Dialogue That Is Too Short or Too Long

The “yes” and “no” answers of the game tend to be short, especially during Colbert’s segment, where she is not offering any additional commentary, since she is answering in Russian, so her answers are short. Generally, this can be solved by combining it with the subtitle for the next line, especially when the next person speaks immediately after her. You can see some examples of combining short dialogue with long in the video above. With someone like Daly, length can be extremely challenging, since he tends to be verbose, sometimes to the point of exaggeration.

An example of a Daly response:

I think if you’re going to pursue this line of questioning, we must first elicit, or at least find the term of reference in which the question is asking — if you are speaking of physical contact, or the normal social contact of the conduct of business, we would be able to help you.

John Charles Daly to Dorothy Kilgallen

This, on its own, is a challenge to subtitle, especially in combination with other people participating in the conversation. When you have to make cuts in order to fit guidelines, part of the viewing experience is lost. When I spotted the dialogue, it ended up being:

Subtitle 1: If you’re going to pursue this line, we must first elicit,
Subtitle 2: or find the term of reference in which the question is asking,
Subtitle 3: if you are speaking of physical contact, or the normal contact of business,
Subtitle 4: we would be able to help you.

This episode provides many challenges for the subtitler, even without getting into the challenges of actually translating the dialogue, since I used machine translation. Translating some of the jokes and an unintentional double entendre in the second segment of the show, featuring poor, very rattled Dorothy Kilgallen, would require an entire second essay in order to discuss how a subtitle translator would handle them. As it was, this project could truly serve as a crash course in addressing a range of issues that pop up during the subtitling process.

Special thanks to W. Gary Wetstein of the What’s My Line? YouTube Channel for providing me with his original file of the episode.

Machine Translation

Training a Neural Machine Translation Engine

Our team was tasked with training a neural machine translation engine using Microsoft Custom Translator. Our language pair was English to Russian. Based on a case study we read, we decided that a suitable candidate for this kind of pilot project was the press releases featured on the website of the U.S. Embassy in Moscow, due to the fact that they are informative texts intended for a general audience. We outlined these goals in our pilot project proposal.

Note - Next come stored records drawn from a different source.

Issue #25760, opened 2024-12-09
[C8 API] Add `Long` serializer for key conversion


danielkelemen:

danielkelemen:
### Notes

- > Check if we need an equivalent LongDeserializer, too.
  - Not necessary, Jackson right now is configured to automatically do the type conversion if needed. I adjusted a few tests to send the key as String and they work fine, see the PR ([Ref](https://github.com/camunda/camunda/blob/dd440c05712ff2c9eaeb9a3c32b5bc7d6a5eb06a/zeebe/gateway-rest/src/test/java/io/camunda/zeebe/gateway/rest/controller/DecisionDefinitionControllerTest.java#L128)).
- The `LongSerializer`
  - Checks headers for exact match, so users can't combine headers. Examples:
    - `Accept: application/json,application/vnd.camunda.api.keys.string +json` -> Serializes to default (8.6 number, 8.7 string) due to multiple accepts.
    - `Accept: application/json,application/vnd.camunda.api.keys.STRING+json` -> Serializes to default (8.6 number, 8.7 string) due to uppercase.
    - `Accept: application/vnd.camunda.api.keys.string+json` -> Serializes to string. ✅

PR #25766, opened 2024-12-09
feat: add Long serializer for REST API keys conversion

danielkelemen:
## Description

- Backport jackson configs & default OM config
- Add Long serializer for REST API keys
- Introduce new media types for string and numeric keys & adapt V2 APIs.
- Tests

## Related issues

closes https://github.com/camunda/camunda/issues/25760


tmetzke (approved):
👍 That is really neat ⭐ 
💡 It was news to me that Jackson simply converts everything on deserialization on best effort (e.g. strings to longs if it can) when requests come in.
❓ Should we use the custom POST and GET annotations everywhere (plus, no PATCH variant exists)? I think it's only (but haven't checked all of them) endpoints that return 204 NO CONTENT or problem JSON on error don't have it yet. Functionally, it shouldn't create any issues for users then, I believe. Code-wise, it is a bit inconsistent then though but might just be OK. Let me know what you think.

tmetzke:
> > 💡 It was news to me that Jackson simply converts everything on deserialization on best effort (e.g. strings to longs if it can) when requests come in.
> 
> As long as it's not disabled! But we will notice if that happens with the tests.
> 
> > ❓ Should we use the custom POST and GET annotations everywhere (plus, no PATCH variant exists)? I think it's only (but haven't checked all of them) endpoints that return 204 NO CONTENT or problem JSON on error don't have it yet. Functionally, it shouldn't create any issues for users then, I believe. Code-wise, it is a bit inconsistent then though but might just be OK. Let me know what you think.
> 
> I think we could use the custom annotations everywhere. Default values can still be overridden, if needed.

Let's do that, then. It's gonna be a lot more convenient for users to simply use that as a default accept header and not fail with any endpoint.
Also, it's more consistent then in the code base.

zeebe/gateway-rest/src/main/java/io/camunda/zeebe/gateway/rest/annotation/PostMappingStringKeys.java
```diff
@@ -0,0 +1,42 @@
...
+import org.springframework.core.annotation.AliasFor;
+import org.springframework.http.MediaType;
+import org.springframework.web.bind.annotation.RequestMapping;
+import org.springframework.web.bind.annotation.RequestMethod;
+
+@Target(ElementType.METHOD)
+@Retention(RetentionPolicy.RUNTIME)
+@Documented
+@RequestMapping(method = RequestMethod.POST)
+public @interface PostMappingStringKeys {
```
tmetzke, line 25: ❓ How about we use a generic name here like `CamundaRestPostMapping` or something similar? This would not make this so much about the string keys but simply create a default annotation that we can keep in the future. It simply provides all the defaults you usually need for an endpoint.

danielkelemen: Sounds good to me, I'll update it.

PR #25771, opened 2024-12-09
Support activating Inclusive Gateway via Process Instance Modification

### LINKED ISSUE #20587: A process instance is stuck after modifing to an inclusive gateway
**Describe the bug**
I have the following process with an inclusive gateway:

image

Given:

* The task `A` is active

When:
* Modify task `A` to `Gateway` through the `ModifyProcessInstance` RPC.

Then:
* The process instance is stuck at the inclusive gateway.

**To Reproduce**
1. Deploy the following process [inclusive-gateway-stuck.bpmn](https://github.com/user-attachments/files/16411829/inclusive-gateway-stuck.bpmn.txt)
2. Modify task `A` to `Gateway` via `Operate`

**Expected behavior**
The inclusive gateway should be activated correctly.

**Environment:**
- OS:  
- Zeebe Version:  `8.6.0-SNAPSHOT`
- Configuration:

### LINKED ISSUE #25099: Process modification on inclusive gateway makes active token disappear
**Describe the bug**

Process modification on inclusive gateway makes active token disappear

**To Reproduce**

1. Navigate to process instance in Operate UI
2. Select modify instance wrench
3. On current activity, select move instance
4. Select the inclusive gateway
5. Apply modifications
6. No active token appears but the process continues

**Expected behavior**

Active token appears on current process or user is not allowed to make this action.

**Environment:**
C8 SaaS 8.6

JIRA ticket for reference:

https://jira.camunda.com/browse/SUPPORT-24445

korthout:
## Description

Adds support for activating Inclusive Gateway via a Process Instance Modification.

Specifically, adds the ability to reference an Inclusive Gateway in the activate instructions of a Process Instance Modification command. Previously, such activation instructions had no effect because the `ACTIVATE_ELEMENT` command for the gateway would be rejected.

By incrementing the number of times each of its incoming sequence flows have been taken, we ensure it isn't rejected. These recorded values are decremented again after the gateway has reached the `ELEMENT_ACTIVATING` lifecycle state.

These changes ensure that any previously taken sequence flows are retained after the modification has finished.

## Related issues

closes #20587 
closes #25099

### DIFF
--- a/zeebe/engine/src/main/java/io/camunda/zeebe/engine/state/appliers/ProcessInstanceModifiedEventApplier.java
+++ b/zeebe/engine/src/main/java/io/camunda/zeebe/engine/state/appliers/ProcessInstanceModifiedEventApplier.java
@@ -68,7 +68,8 @@ final class ProcessInstanceModifiedEventApplier
             instruction -> {
               final var element =
                   process.getElementById(instruction.getElementId(), ExecutableFlowNode.class);
-              if (!element.getElementType().equals(BpmnElementType.PARALLEL_GATEWAY)) {
+              if (!element.getElementType().equals(BpmnElementType.PARALLEL_GATEWAY)
+                  && !element.getElementType().equals(BpmnElementType.INCLUSIVE_GATEWAY)) {
                 return;
               }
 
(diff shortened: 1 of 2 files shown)


tmetzke (approved):
👍 This is great, I really love that it is a one-liner to enable this 🧑‍🚀 
🌟 Great that you tested the joining behavior as well to ensure this works as expected 🚀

Our hypothesis was correct, as we were able to train the engine to translate texts, with the end result requiring a minimum amount of post-editing. We still encountered issues along the way, which are explained in our updated proposal and presentation on lessons learned. While our results were excellent, we ended up having to add parallel corpus data from the United Nations in order to have enough data. We could have had even better results with data pulled entirely from the State Department. In addition, we found that the BLEU score was not an entirely accurate representation of translation quality. A major issue in our test translation is that proper nouns were being translated when they should not be, i.e., “Huntsman,” as in “Jon Huntsman,” was being rendered as the Russian word for “hunter.” On the advice of an industry expert, we added a glossary, and while the BLEU score for this round was slightly lower, having the names of important people and organizations greatly reduced post-editing time.

Overall, this project provided valuable experience in training a neural machine translation engine. Our results show the important of domain when deciding whether a project is suitable for this kind of machine translation, and also the limitations of automated evaluation methods like a BLEU score in comparison to human evaluation.